Last year’s statement explained that the FDA had “detected four potential AEIs in the Medicare healthcare claims database of persons aged 65 years and older who had received the Pfizer/BioNTech COVID-19 vaccine.”
Including heart problems
“The four potential AEI are pulmonary embolism, acute myocardial infarction, immune thrombocytopenia, and disseminated intravascular coagulation,” it continued.

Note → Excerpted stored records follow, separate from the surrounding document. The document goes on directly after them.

PR #12829, opened 2024-04-05
Update strings.xml

IgorPolyakov:
the lines are confused in meaning


AndyScherzinger:
Nice catch @IgorPolyakov 🥇

PR #12847, opened 2024-04-09
Add visual hint to collapsible headers in uploads tab

JonasMayerDev:
The dividers / headers in the upload tab are collapsible, but I think it is missing a visual hint that it is.

The fact that I only found out about that feature after countless hours in that view underlines my point :)

Screenshot_2024-04-09-11-25-17-06_367f977887f4a5f4712ef04f9b973e21
Current design

Screenshot_2024-04-09-11-18-53-22_06ea656a9ba653ff96746f477f32d0f9
I just quickly added an icon for it

@nextcloud/designers what do you think? Is that icon ok?
 


JonasMayerDev:
Does anyone know if that change in the license header is the right procedure when modifying the material icon? @alperozturk96 @tobiasKaminsky @ZetaTom

nimishavijay (changes requested):
Definitely an improvement, great catch! One small nitpick about alignment: the arrow could be center-aligned with the file icons, and the text ("Aktuell (5)", "Hochgeladen (5)") could be left aligned with the file names :)

alperozturk96 (approved):

marcoambrosini (approved):

AndyScherzinger (approved):

PR #12880, opened 2024-04-15
Assistant Feature UI/UX Fixes

alperozturk96:

**Improvements**

1. Drawer layout accessible via Menu button from Assistant Screen
2. Assistant feature visibility changes according to banner visibility, no more duplication
3. Task output text can be so big and after expand screen is not usable, Task Detail Screen added as bottom sheet, so user can see all output in bottom sheet.

**How to Test**

If client is branded and assistant feature enabled only must be visible in drawer menu

If client is not branded and assistant feature enabled only must be visible in top banner

If client is not branded and assistant feature disabled, top banner shouldn't be visible and assistant feature not be visible

If client is branded and assistant feature disabled, top banner should be visible and assistant feature not be visible

Task detail page should show input and output as expected and scroll should be intuitive with very long outputs. (You can use preview for test)

**Demo**

https://github.com/nextcloud/android/assets/67455295/c7d4ca1b-063b-454f-acae-1d511a0330ab


tobiasKaminsky:
Please re-test with all combination of is_branded_client: true/false  and server with/without assistant.
Check then that entry is shown/hidden correctly.

tobiasKaminsky (approved):

PR #12942, opened 2024-04-26
Bugfix E2E File Deletion For V1

alperozturk96:

**How to Test**

1. Create encrypted folder
2. Upload multiple files inside encrypted folder
3. Delete one file from encrypted folder
4. Refresh folder, file must be deleted
5. Try to add some file again, file conflict notification should't appear

Test it for V1 (Nextcloud 27.1.7) and V2 (v28 and above)

### Note

E2E version must be lower than 2.0


tobiasKaminsky:
Approved, restarted CA as "rename" test failed.

PR #12950, opened 2024-04-30
Give better feedback to the user for UNHANDLED_HTTP_CODE in PreviewMediaActivity

alperozturk96:

**How to Reproduce**

1. Test on Nextcloud 27.1.7 instance
2. Open video file
3. Try to delete from top right inside preview screen


tobiasKaminsky:
This seems to be very specific.
How can we know that this UNHANDLED_HTTP_CODE is really about a locked file?

alperozturk96:
> This seems to be very specific. How can we know that this UNHANDLED_HTTP_CODE is really about a locked file?


You are right. @artonge 


> This seems to be very specific. How can we know that this UNHANDLED_HTTP_CODE is really about a locked file?

Yes you are right. I used httpPhrase rather than code

JonasMayerDev (dismissed):
I would suggest you do the error handling in [this](https://github.com/nextcloud/android/blob/e3d57e7c42efa5dd4b52aeea71ee1dbbd903fe19/app/src/main/java/com/owncloud/android/utils/ErrorMessageAdapter.java#L290) Function to make the code consistent. 

Maybe also test if you can use ResultCode.LOCK_FAILED instead of checking the HttpPhrase?

alperozturk96:
> I would suggest you do the error handling in [this](https://github.com/nextcloud/android/blob/e3d57e7c42efa5dd4b52aeea71ee1dbbd903fe19/app/src/main/java/com/owncloud/android/utils/ErrorMessageAdapter.java#L290) Function to make the code consistent.
> 
> Maybe also test if you can use ResultCode.LOCK_FAILED instead of checking the HttpPhrase?

Didn't aware of existence of this function, cool.

app/src/main/java/com/owncloud/android/operations/common/RemoteOperationHttpPhrase.kt
```diff
@@ -0,0 +1,12 @@
+/*
+ * Nextcloud - Android Client
+ *
+ * SPDX-FileCopyrightText: 2024 Your Name <your@email.com>
+ * SPDX-License-Identifier: AGPL-3.0-or-later
+ */
+
+package com.owncloud.android.operations.common
+
+enum class RemoteOperationHttpPhrase(val value: String) {
```
tobiasKaminsky, line 10: I think this is handled better in Library.
Please check in RemoterOperationResult:254 and followling.
There we have the exception by server, which should be "locked" and then we can a real mCode?

alperozturk96:
Android-library updated and locked HTTP code added in library side and used in client side.

JonasMayerDev:
How can I test? How do I create a locked file to test with?

JonasMayerDev (approved):
Fixes the Issue in quick test, code looks good

AndyScherzinger (approved):

PR #13310, opened 2024-07-23
persist upload timestamp

tobiasKaminsky:


alperozturk96 (approved):
Tested. It's working without any issue for me. 

However, I noticed something, but I think it can't be related with this PR. Image previewing looks different.


https://github.com/user-attachments/assets/22b1d6dd-ff33-42aa-b52d-4df31a082e6a

ZetaTom (approved):

PR #13336, opened 2024-07-29
Limit Max File Upload Count

alperozturk96:

**Problem?**

We are using String array to pass file paths then upload those files. Some users trying to upload more than 5000 files at one time and when we put that String array inside the Intent we are exceeding the max limit then app is crashing, **Transaction Too Large**

**Solution**

We can store all file paths in the database and later use the table ID to retrieve and upload the files. Once the upload is complete, we will clean the database. Alternatively, we can limit the maximum file size. This PR implements a maximum file size limit.

**Example**

example_ss

### DIFF
--- a/app/src/main/java/com/owncloud/android/ui/activity/UploadFilesActivity.java
+++ b/app/src/main/java/com/owncloud/android/ui/activity/UploadFilesActivity.java
@@ -487,7 +487,7 @@ public class UploadFilesActivity extends DrawerActivity implements LocalFileList
             mCurrentDialog = null;
         }
 
-        if (!hasEnoughSpaceAvailable) {
+        if (hasEnoughSpaceAvailable) {
             // return the list of files (success)
             Intent data = new Intent();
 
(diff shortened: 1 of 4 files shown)


app/src/main/java/com/owncloud/android/ui/activity/UploadFilesActivity.java
```diff
@@ -486,7 +487,7 @@ public void onCheckAvailableSpaceFinish(boolean hasEnoughSpaceAvailable, String.
             mCurrentDialog = null;
         }
 
-        if (hasEnoughSpaceAvailable) {
+        if (!hasEnoughSpaceAvailable) {
```
tobiasKaminsky, line 490: This seems wrong?

alperozturk96: https://github.com/nextcloud/android/pull/13336/commits/e2caaa182ebd0aa4a69dcc921748c1a6995391a0

AndyScherzinger (approved):

PR #13440, opened 2024-08-22
BugFix - Check Account Type Before Sync Operation Execution and Instead Crashing The App Inform User

alperozturk96:

### DIFF
--- a/app/src/main/java/com/owncloud/android/ui/activity/DrawerActivity.java
+++ b/app/src/main/java/com/owncloud/android/ui/activity/DrawerActivity.java
@@ -539,7 +539,7 @@ public abstract class DrawerActivity extends ToolbarActivity
         } else if (itemId == R.id.nav_logout) {
             mCheckedMenuItem = -1;
             MenuItem isNewMenuItemChecked = menuItem.setChecked(false);
-            Log_OC.d(TAG,"onNavigationItemClicked nav_logout setChecked " + isNewMenuItemChecked);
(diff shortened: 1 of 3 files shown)


tobiasKaminsky:
Do we really want to show this?
Anonymous network call should not happen, thus we can silently cancel it?
Maybe only with internal logging?

app/src/main/java/com/owncloud/android/ui/activity/DrawerActivity.java
```diff
@@ -1229,60 +1229,60 @@ public void onAccountRemovedEvent(AccountRemovedEvent event) {
...
-                if ((getCapabilities() == null || getCapabilities().getAccountName().isEmpty())
-                    && getStorageManager() != null) {
+        if (!getBaseContext().getResources().getBoolean(R.bool.show_external_links)) {
+            return;
+        }
+
+        Thread t = new Thread(() -> {
+            User user = accountManager.getUser();
+            if (user.isAnonymous()) {
+                accountManager.startAccountCreation(this);
```
tobiasKaminsky, line 1239: as discussed, please keep change as little as possible and only fail silently.
-> this method opens up AuthenticatorActivity.
As we do not know why this is happening, it might be that then the user ends up in an endless loop
- open app
- fetch external link
- anonym -> AuthActivity
- enter server url
- fetch link
- -> step 1

So please remove all, but simply fail if no account can be used to fetch credentials or external links

tobiasKaminsky (changes requested):

tobiasKaminsky (approved):

Issue #925, opened 2017-05-02
Stop music when bluetooth headset disconnects


jsilence:
### Actual behaviour
- Playing music straight out of the app is awesome!  There is just one minor nitpick: When a bluetooth headset is turned off, the playback does not stop, but it continues over the internal speaker of the mobile phone. 

### Expected behaviour
- When disconnecting the BT device, stop/pause playback.
 
### Steps to reproduce
1. Upload a sound file via nextcloud sync
2. Pair a BT headset with the phone
3. Start playback by clicking on the file in nextcloud app
4. enjoy playback
5. turn off BT headset
6. Experience mobile phone speakers blaring at you

### Environment data
Android version: 7.1

Device model: Nexus 6P

Stock or customized system:  Stock Android

Nextcloud app version: 1.4.2

Nextcloud server version: current

tobiasKaminsky:
I am unsure if this can be handled by the app.
If you are playing a music file and then pair the BT heandset, it will also switch sound from internal to BT without an user interaction, or?
So I guess the opposite way is also done via android itself..

jsilence:
Other music playing apps like Spotify or VLC work the expected way: If the BT headset is turned off, playback of music pauses rather than switching to the internal speakers.

AndyScherzinger:
@esafirm from my point of view, sure, go ahead! :+1:

Issue #11810, opened 2023-07-16
Add support for media remote controls from Bluetooth


Spheerys:
### Is your feature request related to a problem? Please describe.
When a media is played within Nextcloud, the remote controls from any bluetooth device (play, pause, next...) and not working

### Describe the solution you'd like
I want to be able to use the remote controls from my bluetooth devices

### Describe alternatives you've considered
I have to awake my phone, and manually press pause/play/next/previous buttons on the interface

Issue #7462, opened 2020-11-24
Enhance PlayerService


tobiasKaminsky:
I hopefully fixed all 
```
android.app.RemoteServiceException: Context.startForegroundService() did not then call Service.startForeground(): ServiceRecord{496cd9c u0 com.nextcloud.client/.media.PlayerService}
```

But if some code tries to directly stop audio player it might fail, if service was not started previously:
https://proandroiddev.com/pitfalls-of-a-foreground-service-lifecycle-59f014c6a125

So it seems that Service.startForeground is only started if there is a playable file.
https://github.com/nextcloud/android/blob/277f08b9414707bc95514911d4cd71caec96bfe8/src/main/java/com/nextcloud/client/media/Player.kt#L86

For failing tests see: https://github.com/nextcloud/android/pull/6908

bapjg:
Added info : Problem occured several times when listening to the same audio file.
After re-syncing the audio file, the problem went away.
I conclude the the file was probably corrupt at the tail end.

joshtrichards:
My take is that this was addressed in #9535 and hence can be closed, but since this issue is sort of a "note to yourself", @tobiasKaminsky can you confirm?

Issue #5037, opened 2019-12-19
Display buffer progress in music player


NilsGriebner:
### Is your feature request related to a problem? Please describe.
After selecting a mp3 file with size of ~100mb the music player pops up but nothing happens apparently. It takes about 1 minute until the music starts to play. In the meantime there is no visual feedback for a user that something is in progress. It looks like the player is stuck.

### Describe the solution you'd like
It would be great to have a visual feedback like a loading screen or something else which tells the user that buffering (or whatever is going on in background) is in progress.

PR #13467, opened 2024-08-26
Improve Media Player

parneet-guraya:
Fixes:
#925
#5037
#11810
#7462 [ `PlayerService` that used legacy media library no longer used so it makes it obsolete I guess?]

### Changes Introduced: 
- [x]  Audio files now can be streamed over network.
- [x]  Audio playback in background with nice media style notification.
- [x]  Both Audio & Video players can handle commands from Bluetooth and Wired earphones. 
- [x] Both Audio & Video players implements [MediaSession](https://developer.android.com/media/media3/session/control-playback#media-session-choice) that means any media controller can connect to it and control it. Example Google Assistant, smart watch etc
- [x] Remove dependency on service that used legacy media for audio playback. yet to remove the files in separate PR.
- [x] Support managing audio focus i.e Audio ducking, Audio focus loss. 

https://github.com/user-attachments/assets/bceaee01-5f81-44e9-9fd4-1bbdc60f3d0a

### Oneplus Android 14
Screenshot_2024-09-04-04-53-55-21

### Stock Android 12
Screenshot from 2024-09-04 05-00-34

### Stock Android 13 & 14
Screenshot from 2024-09-04 05-02-39


alperozturk96 (changes requested):
Thank you for your contribution! I've created a Git patch to eliminate the use of the "!!" operator.

[force_unwrap1.patch](https://github.com/user-attachments/files/16930464/force_unwrap1.patch)

Could you apply this patch?

Additionally, the use of `runBlocking` blocks the current thread until it completes. `BackgroundPlayerService` runs on the main thread. I tested, general flow looks okay. It might be acceptable in this case, but for `initNextcloudExoPlayer()`, would it be possible to notify the service after this function finishes?

parneet-guraya:
> Thank you for your contribution! I've created a Git patch to eliminate the use of the "!!" operator.
> 
> [force_unwrap1.patch](https://github.com/user-attachments/files/16930464/force_unwrap1.patch)
> 
> Could you apply this patch?

Sure

> 
> Additionally, the use of `runBlocking` blocks the current thread until it completes. `BackgroundPlayerService` runs on the main thread. I tested, general flow looks okay. It might be acceptable in this case, but for `initNextcloudExoPlayer()`, would it be possible to notify the service after this function finishes?

Ah, I was aware of this forgot to add the comment. I know it would block the main thread it's just that the `Nextcloud client` needs to be created on background thread. but in that time service already starts and player doesn't get initialized. It doesn't do that much of a task while creating a client so I add a run blocking so to wait for the client. 

Also, we're not the one starting the service, it is started when session token is created. So no way we can tell it to start after the client init on background. 

since controlling when service starts not in our control. Can we have some other option to inject Exoplayer without having to create client instance? tell me if you have any ideas I will see.

thanks :+1:

alperozturk96:
@parneet-guraya Could you please address the Codacy Static Code Analysis issues and apply a git patch to eliminate the use of the `!!` operator so we can proceed with the merge? Thanks for your contribution! 💯

alperozturk96 (approved):

PR #13488, opened 2024-08-29
BugFix - Set Drawer For Favorite Search Type

alperozturk96:


alperozturk96:
Not valid anymore: https://github.com/nextcloud/android/pull/13513

PR #13493, opened 2024-08-30
Enforced servers

tobiasKaminsky:
similar to "enforce domain" this allows to build an app with a dropdown menu with pre-defined servers.

### DIFF
--- a/app/src/main/res/layout/account_setup.xml
+++ b/app/src/main/res/layout/account_setup.xml
@@ -1,5 +1,4 @@
-<?xml version="1.0" encoding="utf-8"?>
-<!--
+<?xml version="1.0" encoding="utf-8"?><!--
   ~ Nextcloud - Android Client
   ~
   ~ SPDX-FileCopyrightText: 2019 Tobias Kaminsky <tobias@kaminsky.me>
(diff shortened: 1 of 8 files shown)


app/src/main/res/layout/account_setup.xml
```diff
@@ -79,6 +80,22 @@
                 </com.google.android.material.textfield.TextInputLayout>
             </FrameLayout>
 
+            <LinearLayout
```
alperozturk96, line 83: Why do you need to wrap Spinner with LinearLayout?

```
         <Spinner
                android:id="@+id/servers_spinner"
                android:visibility="gone"
                tools:visibility="visible"
                android:foregroundTint="#FFFFFF"
                android:spinnerMode="dialog"
                android:textColor="@color/white_helper_text" />
```

This should work without LinearLayout.

alperozturk96 (changes requested):

app/src/main/res/layout/account_setup.xml
tobiasKaminsky: I first thought, that I need more elements.
will try to remove it.

alperozturk96 (approved):

PR #13501, opened 2024-09-02
Feature - Offline File Creation

alperozturk96:

**Demo**

https://github.com/user-attachments/assets/dee497d1-779d-412a-a9ca-ac45c9bda8bc


tobiasKaminsky:
This fails for me with a SQLite upgrade error.
Can you rebase it and test 
- uninstall all
- install and run master
- install and run this PR?

alperozturk96:
> This fails for me with a SQLite upgrade error. Can you rebase it and test
> 
> * uninstall all
> * install and run master
> * install and run this PR?

Previously, I thought we needed the `parentPath` column, but it turns out we don't since we already have the `parent_oc_file_id` and the `offline_operation_type` sealed class, which effectively differentiates between operations. After adding the migration from version 84 to 85, the issue was resolved.

alperozturk96:
> What I tested
> 
> * be offline
> * create folder "offline" -> not sorted correctly (sort order was newest first), but at end
> * added 5 images files -> no thumbnail, but we could show one (similar like we do on upload view)
> * after online again: needed to refresh to see that files have been uploaded
> * date is wrong?
> 
> image

I set the creation and modification date with the correct UTC timestamp (e.g., 1727343315600) for `OCFile`, but the `FileStorageUtils.fillOCFile(RemoteFile remote)` function overrides it with an invalid UTC timestamp (e.g., 15032385535000).

To create a file in the `OfflineOperationWorker`, the correct values for the creation and modification timestamps are also used. Do you have any idea why the server returns this value?

alperozturk96:
@tobiasKaminsky The sorting order may change after the upload because the stored value is being overridden by remoteFile after a successful upload.

**Fixes:**

https://github.com/user-attachments/assets/d2fd0faa-4867-485f-b735-8f7b2bfb38aa

app/schemas/com.nextcloud.client.database.NextcloudDatabase/84.json
```diff
@@ -1237,7 +1237,7 @@
       },
       {
         "tableName": "offline_operations",
-        "createSql": "CREATE TABLE IF NOT EXISTS `${TABLE_NAME}` (`_id` INTEGER PRIMARY KEY AUTOINCREMENT, `offline_operations_parent_oc_file_id` INTEGER, `offline_operations_parent_path` TEXT, `offline_operations_type` TEXT, `offline_operations_path` TEXT, `offline_operations_file_name` TEXT, `offline_operations_created_at` INTEGER)",
```
AndyScherzinger, line 1240: why is an existing DB migration being changed? This will fail on any installation where the DB is already at v84 (!)

AndyScherzinger (changes requested):

app/schemas/com.nextcloud.client.database.NextcloudDatabase/84.json
alperozturk96: We didn't release any version contains this feature. However, master have that unnecessary field. Nevertheless, Migration84to85 should handle it, I will update the code, thanks.

tobiasKaminsky (approved):

PR #13517, opened 2024-09-05
Fix ScreenShot Tests After Offline Folder Creation Operations

alperozturk96:

**Conflict File Dialog Encrypted Folder (Before)**

Screenshot 2024-09-06 at 16 06 47

**Known Issues**

Previously, the server file name was used for the title, and to get the folder name from the remote path of the server file, a Java `File` instance was created, then the absolute path was retrieved. 

We can achieve the same result directly using the `decryptedRemotePath`. However, for encrypted folders, neither the old nor the new approach will work. We can address this issue in a separate PR.


alperozturk96:
continuous-integration/drone/pr CI fixed via https://github.com/nextcloud/android/pull/13541

tobiasKaminsky (approved):

tobiasKaminsky:
Just learned that if the last commit is by a bot no gh action will be triggered.
@alperozturk96 can you squash two last commits, so they are authored by you.

PR #13519, opened 2024-09-05
BugFix - OCShare Conversion

alperozturk96:

**Problem?**

- File size, thumbnail not visible in shared tab.
- Files are not filtered correctly for shared tab

**Solution**

- Path can be used for fetching OCFile rather than converting OCShare to OCFile manually


ZetaTom (changes requested):
Unfortunately this change breaks the *Shared* tab in some use cases.

If the user doesn't have any shared files in the root directory, the tab will be stuck at *Loading...*. If there is a shared file in the root folder, this will indeed be displayed correctly. However, any files contained within subdirectories will not be displayed.

alperozturk96:
https://github.com/nextcloud/server/issues/4456 API needs to be updated. This solution will solve the problem for only existing Files in device. When the device doesn't initially have an OCFile, the path can't be used to retrieve it. 

e.g. Shared file can be in a/b/c/d/a.txt --> to display a.txt in shared tab device must have OCFile. In first launch, app doesn't aware of that file and that file can be accessible when user enters the exact same path.

PR #13533, opened 2024-09-09
Flag FLAG_SECURE should only be active when in passcode screen

parneet-guraya:
From talk [issue](https://github.com/nextcloud/talk-android/issues/4164#issue-2510459429) 

FLAG_SECURE, should only be active in passcode screen unlike (current) master. This cause user unable to take screenshots or screen recording. If user is using passcode/device-credentials.


alperozturk96 (approved):
Tested working

PR #14939, opened 2025-05-31
Identify and remove unused assignments

alexknop:
Problem:

-Variables had unused assignments, either set and the variable was never used or they were set and then immediately overwritten.

Solution:

-Remove these variable assignments and only assign when needed.

### DIFF
--- a/app/src/main/java/com/owncloud/android/files/services/IndexedForest.java
+++ b/app/src/main/java/com/owncloud/android/files/services/IndexedForest.java
@@ -184,10 +184,7 @@ public class IndexedForest<V> {
     }
 
     private void removeDescendants(Node<V> removed) {
-        Iterator<Node<V>> childrenIt = removed.getChildren().iterator();
-        Node<V> child = null;
-        while (childrenIt.hasNext()) {
-            child = childrenIt.next();
+        for (Node<V> child : removed.getChildren()) {
             mMap.remove(child.getKey());
             removeDescendants(child);
         }
--- a/app/src/main/java/com/owncloud/android/operations/SynchronizeFolderOperation.java
+++ b/app/src/main/java/com/owncloud/android/operations/SynchronizeFolderOperation.java
@@ -280,18 +280,7 @@ public class SynchronizeFolderOperation extends SyncOperation {
         }
 
         // get current data about local contents of the folder to synchronize
-        Map<String, OCFile> localFilesMap;
-        E2EVersion e2EVersion;
-
-        if (object instanceof DecryptedFolderMetadataFileV1) {
-            e2EVersion = E2EVersion.V1_2;
-            localFilesMap = RefreshFolderOperation.prefillLocalFilesMap((DecryptedFolderMetadataFileV1) object,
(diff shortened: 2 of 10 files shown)


app/src/main/java/com/owncloud/android/operations/SynchronizeFolderOperation.java
```diff
@@ -284,11 +284,9 @@ private void synchronizeData(List<Object> folderAndFiles) throws OperationCancel
         E2EVersion e2EVersion;
 
         if (object instanceof DecryptedFolderMetadataFileV1) {
```
alperozturk96: Please remove E2EVersion as it is no longer in use.

Additionally, the if-else block for prefillLocalFilesMap appears to be unnecessary. It can be replaced with the following simplified line:

`localFilesMap = RefreshFolderOperation.prefillLocalFilesMap(object,storageManager.getFolderContent(mLocalFolder, false));`

app/src/main/java/com/owncloud/android/ui/asynctasks/GallerySearchTask.java
```diff
@@ -170,7 +170,7 @@ private boolean parseMedia(long startDate, long endDate, List<Object> remoteFile
         }
 
         // existing files to remove
-        filesDeleted = localFilesMap.values().size();
+        long filesDeleted = localFilesMap.values().size();
```
alperozturk96: Could you please replace this line with the following code? Since localFilesMap is a map, there's no need to iterate over its values:

`long filesDeleted = localFilesMap.size();`

app/src/main/java/com/owncloud/android/files/services/IndexedForest.java
```diff
@@ -185,9 +185,8 @@ public Pair<V, String> removePayload(String accountName, String remotePath) {
 
     private void removeDescendants(Node<V> removed) {
```
alperozturk96, line 186: This `while` block can be replaced with the following code:

```
private void removeDescendants(Node<V> removed) {
        for (Node<V> child : removed.getChildren()) {
            mMap.remove(child.getKey());
            removeDescendants(child);
        }
    }
```

alperozturk96 (changes requested):

alperozturk96:
Hello

Thank you for the PR. I’ve added a few minor suggestions.

app/src/main/java/com/owncloud/android/ui/asynctasks/GallerySearchTask.java
alexknop: fixed

app/src/main/java/com/owncloud/android/files/services/IndexedForest.java
alexknop: fixed

alexknop:
@alperozturk96 thank you for the quick turnaround, everything is fixed per your suggestions

alperozturk96 (approved):

PR #14960, opened 2025-06-06
BugFix - Use File ID Instead of File Object for EditorWebView Argument Passing

alperozturk96:

This PR fixes argument-passing logic to use the fileId (a Long) instead of the full `OCFile` object when navigating to `EditorWebView` and its subclasses.

Currently, `RichDocumentsEditorWebView` and `TextEditorWebView` extends from `EditorWebView`, which itself extends from `ExternalSiteWebView`, and it is also extends from `FileActivity`. Due to this inheritance chain, the `onCreate` methods of parent classes are executed before those of the child. As a result, any large `OCFile` object passed through an Intent will crash before `FileActivity` has the chance to handle it properly.

This issue arises because Android imposes a 1MB limit on Parcelable extras.

This PR resolves that by passing only the fileId, which is later used to retrieve the `OCFile` within `FileActivity`.

### How to test?

1. Create a new .md file in the app.
2. Attempt to open and edit the file using the editor.


alperozturk96:
Additional detailed findings are required. For now, I have reverted this PR to draft.

PR #14994, opened 2025-06-12
Drop Min Supported Versions

alperozturk96:

Min supported Android API Level is 26
Uses [NC Android lib 2.21.0 RC1](https://github.com/nextcloud/android-library/releases/tag/rc-2.21.0)
OUTDATED_SERVER_VERSION is 29

### DIFF
--- a/app/src/androidTest/java/com/owncloud/android/utils/theme/CapabilityUtilsIT.kt
+++ b/app/src/androidTest/java/com/owncloud/android/utils/theme/CapabilityUtilsIT.kt
@@ -19,8 +19,8 @@ class CapabilityUtilsIT : AbstractIT() {
     fun checkOutdatedWarning() {
         assertFalse(test(NextcloudVersion.nextcloud_31))
         assertFalse(test(NextcloudVersion.nextcloud_30))
-        assertFalse(test(NextcloudVersion.nextcloud_29))
 
+        assertTrue(test(NextcloudVersion.nextcloud_29))
         assertTrue(test(NextcloudVersion.nextcloud_28))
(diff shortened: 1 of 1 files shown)


app/src/main/java/com/owncloud/android/ui/asynctasks/LoadContactsTask.java
ZetaTom, line 1: Please remove unused imports.

alperozturk96:
@tobiasKaminsky 

Screenshot 2025-06-12 at 11 54 04


Lint increased. If I delete this folder, icon appears like below:

Screenshot 2025-06-12 at 11 54 38


Shall I delete or keep?

alperozturk96:
If I delete version check from this class AudioFocusManager, tests are failing.

tobiasKaminsky:
> Lint increased. If I delete this folder, icon appears like below:

Please test again.
I renamed the folder and tested with API35

tobiasKaminsky:
> If I delete version check from this class AudioFocusManager, tests are failing.

Hm. Maybe it never worked, since we test with an older Android version?

alperozturk96:
> > If I delete version check from this class AudioFocusManager, tests are failing.
> 
> Hm. Maybe it never worked, since we test with an older Android version?

I attempted to fix the issue but encountered a different problem (NPE for focusListener), and I'm not entirely sure what the current tests are validating. It might require more time to properly address. Would it be better to remove the tests for now and revisit them later?

alperozturk96:
> > Lint increased. If I delete this folder, icon appears like below:
> 
> Please test again. I renamed the folder and tested with API35

Working.

Screenshot_20250612_141013

PR #15007, opened 2025-06-16
BugFix - Handle Offline Remove Operation

alperozturk96:


app/src/main/java/com/nextcloud/client/jobs/upload/FileUploaderIntents.kt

The statement stressed that the AEIs in question had not been documented among those who received the other two available vaccines at the time.
“These four events may not be true safety concerns, and the screening method cannot establish that the vaccine caused these AEI,” it cautioned.
“FDA is sharing the initial findings of this safety study in the spirit of transparency but does not believe there is a cause for concern,” the statement added.
It pointed out how “[t]here are alternative explanations for the findings, including the fact that the Pfizer/BioNTech vaccine was given to many high-risk individuals who were older and had significant co-morbidities.”
“FDA continues to closely monitor the safety of the COVID-19 vaccines and will further investigate these findings by conducting more rigorous epidemiological studies,” the statement declared.
Additional information “is expected later this fall
It concluded by pledging that the “FDA will share further updates and information with the public as they become available.”
According to the Times, it recently contacted the FDA to inquire when the agency plans to release its updated findings on Pfizer’s COVID vaccine. “The medical record review and statistical analyses have recently been completed, and the overall study results are currently under internal review at FDA,” a spokesperson told the Times in an email.
“Release of the study findings is expected later this fall,” the spokesperson added. Meanwhile, Pfizer did not respond to a request for comment.